A LETTER TO THE HOUSEHOLD
On the Long Faithfulness
"And let us not be weary in well doing: for in due season we shall reap, if we faint not."
— Galatians 6:9 (KJV)
A spoken reading of this is being recorded — it will appear here soon.
Dear brother or sister in Christ,
There is a temptation in every household to measure faithfulness by the dramatic moment. The conversion at the altar. The verse memorised at midnight. The decision to go, the decision to stay. These have their place. They are real. They sometimes mark the beginning of a long road.
But the road itself is something else. The road is built by what one does the day after the dramatic moment. And the day after that. The road is built by the same small acts, repeated for so long that they become the shape of one's life — the prayer said even when one does not feel like praying, the Bible opened even when one would rather close the eyes for ten more minutes, the kindness shown to the same person who tested one's patience yesterday.

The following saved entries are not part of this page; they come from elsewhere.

PR #439, opened 2020-07-09
chore(build): add CF deploy

asudoh:


abdonrd:
Could you publish the GitHub Action as separated repository?

It would be great! We could use it in other projects too!

asudoh:
@abdonrd My manager @jeffchew is positive on that, let me dig into this further.

asudoh:
@abdonrd Created https://github.com/carbon-design-system/action-ibmcloud-cf, please see the README there for the details. Updated this PR to use that action.

abdonrd:
Awesome, thanks @asudoh! 👏

PR #450, opened 2020-07-20
fix(ui-shell): default label text

asudoh:
This change adds default label text for humberger menu button for side nav.

Refs carbon-design-system/ibm-dotcom-library#3161.

(Requires #446 to pass the CI)


asudoh:
@jeffchew Yes, you are correct - Thank you for reviewing!

PR #460, opened 2020-08-04
fix(bx-side-nav): focus on toggle for the first element

RaphaelAmadeu:


src/components/ui-shell/side-nav.ts
```diff
@@ -81,6 +81,9 @@ class BXSideNav extends HostListenerMixin(LitElement) {
    */
   private _handleButtonToggle(event: CustomEvent) {
     this.expanded = event.detail.active;
+    if (this.expanded) {
+      this.querySelectorAll((this.constructor as typeof BXSideNav).selectorNavItems)[0].focus();
```
asudoh, line 85:
```suggestion
      (this.querySelector((this.constructor as typeof BXSideNav).selectorNavItems) as HTMLElement).focus();
```

* `.querySelector(selector)` returns the first match, and thus equivalent to `.querySelectorAll(selector)[0]`.
* `.querySelector()` returns an `Element`, but `Element` doesn't have `.focus()`. `HTMLElement` (an inheritance of `Element`) does. (Meaning, doing so avoids TS error)

RaphaelAmadeu: Thanks for the insights!

src/components/ui-shell/side-nav.ts
```diff
@@ -81,6 +81,9 @@ class BXSideNav extends HostListenerMixin(LitElement) {
    */
   private _handleButtonToggle(event: CustomEvent) {
     this.expanded = event.detail.active;
+    if (this.expanded) {
+      (this.querySelector((this.constructor as typeof BXSideNav).selectorNavItems) as HTMLElement).focus();
```
asudoh, line 85: My apologies, forgot to cover a condition where the focusable element is not found:

```suggestion
      (this.querySelector((this.constructor as typeof BXSideNav).selectorNavItems) as HTMLElement)?.focus();
```

PR #550, opened 2020-12-02
chore(components): introduce CommonJS version of React wrappers

asudoh:
### Related Ticket(s)

Refs carbon-design-system/carbon-for-ibm-dotcom#4251.

### Description

Introduces CommonJS version of React wrappers, that has the following characteristics:

1. Leverages "conditional exports" node.js (`package.json`) feature so `import 'carbon-web-components/es/components-react/tag/tag.js'` loads the corresponding CommonJS version in node.js environment (`/lib/components-react-node/tag/tag.js`). Ref: https://github.com/jkrems/proposal-pkg-exports#2-conditional-mapping
2. Does not load custom elements implemetation because custom elements implementation cannot be run in node.js environment.
3. Does not load `lit-html` or `lit-element` because they only ship with ECMAScript modules format.

As part of the effort, moves enums, etc. code to a separate modules so they can be built separately from React wrappers and we can make the logic of auto-generating CommonJS version of React wrappers simpler.

Also adds CodeSandbox example and their corresponding build integration tests for:

* Basic React SSR
* Next.js

### Changelog

**New**

- CommonJS version of React wrappers
- CodeSandbox example and their corresponding build integration tests for:
  - Basic React SSR
  - Next.js

**Changed**

- Moved enums, etc. in components to separate modules


kennylam (approved):
LGTM great change @asudoh  thanks!

PR #553, opened 2020-12-04
fix(react): fix serializers

asudoh:
### Description

Fixes a bug in number/object serializers in our React wrapper generator where sending `null` yielded to `'null'` in string, where it should have been kept in `null` in object.

### Changelog

**Changed**

- Fixes a bug in number/object serializers in our React wrapper generator where sending `null` yielded to `'null'` in string, where it should have been kept in `null` in object.


kennylam (approved):
LGTM thanks @asudoh!

PR #555, opened 2020-12-07
test(integration-ui): fix for WebKit

asudoh:
### Description

WebKit in the version of Playwright we are with seems to have a problem where `:host(bx-modal[open])` is defined before `:host(bx-modal)`.

This fixes the UI integration test failure caused by such problem.

### Changelog

**Changed**

- Workaround a problem in WebKit used in the Playwright version we are using that happens when 
`:host(bx-modal[open])` is defined before `:host(bx-modal)`.

### DIFF
--- a/src/components/modal/modal-story.scss
+++ b/src/components/modal/modal-story.scss
@@ -1,0 +1,14 @@
+//
+// Copyright IBM Corp. 2020
+//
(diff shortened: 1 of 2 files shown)


kennylam (approved):
LGTM thanks @asudoh!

This is what the New Testament writers most often mean when they speak of fruit. Not the showy single fruit at the top of the tree, ripe for one season, but the steady yield of an orchard maintained for thirty years. The tree pruned in winter. The soil tended in spring. The watering in summer. The gathering in autumn. And then it begins again.

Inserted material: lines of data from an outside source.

Issue #533, opened 2020-10-22
Overflow menu: Add size variant


asudoh:
### The problem

Carbon core is adding size variant to overflow menu.

### The solution

Implement it here.

PR #560, opened 2020-12-10
feat(overflow-menu): add size variants

kennylam:
### Related Ticket(s)

#533 

### Description

This adds size variants to `overflow-menu`.

### Changelog

**New**

- `sm` and `xl` sizes

### DIFF
--- a/src/components/overflow-menu/overflow-menu.scss
+++ b/src/components/overflow-menu/overflow-menu.scss
@@ -13,6 +13,16 @@ $css--plex: true !default;
   @extend .#{$prefix}--overflow-menu;
 }
 
+:host(#{$prefix}-overflow-menu)[size='sm'] {
+  width: rem(32px);
+  height: rem(32px);
+}
+
+:host(#{$prefix}-overflow-menu)[size='xl'] {
+  width: rem(48px);
+  height: rem(48px);
+}
+
 :host(#{$prefix}-overflow-menu[disabled]) {
   cursor: not-allowed;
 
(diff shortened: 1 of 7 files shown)


src/components/overflow-menu/overflow-menu.scss
```diff
@@ -13,6 +13,16 @@ $css--plex: true !default;
   @extend .#{$prefix}--overflow-menu;
 }
 
+:host(#{$prefix}-overflow-menu)[size='sm'] {
+  width: rem(32px);
+  height: rem(32px);
```
asudoh, line 18:
```suggestion
  @extend .#{$prefix}--overflow-menu--sm;
```

src/components/overflow-menu/overflow-menu.scss
```diff
@@ -13,6 +13,16 @@ $css--plex: true !default;
...
+}
+
+:host(#{$prefix}-overflow-menu)[size='xl'] {
+  width: rem(48px);
+  height: rem(48px);
```
asudoh, line 23:
```suggestion
  @extend .#{$prefix}--overflow-menu--xl;
```

asudoh (commented):
Thank you for jumping in @kennylam! Please let me know the change suggestion doesn't work.

src/components/overflow-menu/overflow-menu.scss
kennylam: @asudoh Good call! Interesting that this works, in the past I've had problems extending classes directly from other imports.

asudoh (approved):
Thanks @kennylam for the update!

There is a sense in which all of the Christian life is one long faithfulness — punctuated, perhaps, by a few bright joys, and by a few sharp sorrows, but on the whole, simply walking. The fathers of the desert called it stability. A monk did not move from his cell, because to keep returning to the cell was the formation. We are not all monks. But all of us have a cell of some kind — a place, a discipline, a daily set of small fidelities to which we return.
Take heart, then, if your day was not extraordinary. Take heart if today's prayer felt thin. Take heart if the household chores were the only thing accomplished. The road is being built underneath you, even when you cannot see it. The Lord is the master builder. He has not lost the plan.
We bless you in the long quiet road.
May the Lord bless thee and keep thee, today and every day.